Ghana’s Food and Drugs Authority (FDA), has listed more than 44 diseases for which advertisement for treatment, prevention or cure are prohibited in the country.
The FDA has directed that no media house or a person should advertise a drug, a herbal medicinal product, cosmetic, medical device or household chemical substance to the public as a treatment for a disease, disorder or an abnormal physical state unless the authority has approved the advertisement.
The diseases include alcoholism, amenorrhoea, appendicitis, arteriosclerosis, asthma, bladder stones, blindness, cancer, convulsion, deafness, diabetes, and diphtheria, diseases of the reproductive organ, dropsy, epilepsy, and erysipelas.
Others are; fibroid, gallstones, goitre, heart disease, hernia or rupture, hypertension, infertility, kidney failure, kidney stones, leprosy, leukaemia, locomotory, systemic lupus erythematosus, mental disorders, nephritis or Bright’s disease, and obesity.
The rest cover; paralysis, pleurisy, pneumonia, poliomyelitis, prostate diseases, scarlet fever, septicemia, sexual impotence, smallpox, tetanus or lock-jaw, trachoma, and tuberculosis.
Mr Emmanuel Nkrumah, the Head of Cosmetics and Household Chemical Substance Department at FDA, who made the revelation during sensitization training in Wa said: “They shall not be advertised either in a Live Presenter Mention (LPM) or in any form of advertisement.”

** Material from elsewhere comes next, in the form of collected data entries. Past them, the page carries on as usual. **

PR #5531, opened 2018-10-29
Set Default Read Timeout to 1min

### LINKED ISSUE #5341: Modify default ldapRegistry-3.0 read timeout to be 1 minute
The ldapRegistry-3.0 uses an infinite read timeout. This can lead to user requests hanging for long periods of time. This consumes worker threads and contexts from the LDAP registry's context pool, both resulting in poor performance.

Issue #3383 was completed to allow the customer to specify their own timeout.

Modify the default read timeout to be 1 minute to match both the JNDI search timeout and the connect timeout.

See issue #4949 for more details on the decision to make this change.

agiridharan:
fixes #5341.

Updated default readTimeout in metatype.xml. Updated LDAPRegistry ReadTimeout constant to be set to 1 min. Added Fat Test to test for Default Value

### DIFF
--- a/dev/com.ibm.ws.security.wim.adapter.ldap/src/com/ibm/ws/security/wim/adapter/ldap/context/ContextManager.java
+++ b/dev/com.ibm.ws.security.wim.adapter.ldap/src/com/ibm/ws/security/wim/adapter/ldap/context/ContextManager.java
@@ -88,10 +88,10 @@ public class ContextManager {
     private static final int DEFAULT_PREF_POOL_SIZE = 3;
 
     /** The default connect time limit - 1 minute. */
-    private static final long DEFAULT_CONNECT_TIMEOUT = 600000;
+    private static final long DEFAULT_CONNECT_TIMEOUT = 60000;
 
-    /** The default read time limit - infinite. */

He said the FDA would crack the whip on anyone or media house that violated the law.
“No one shall advertise food unless the advertisement has been approved by the authority,” he stressed.
Mr James Lartey, the Head of Communications at FDA, said many people were hiding behind social media and doing unapproved advertisement and those who contravened provisions of the law would be prosecuted and if found guilty could be liable to a conviction and or a fine not less than 7500 penalty Units.
“All media houses and advertisers are therefore urged to treat as important and comply in the interest of public health and safety,” he said.
He encouraged the public and the media to provide the FDA with information on activities likely to endanger public health and safety.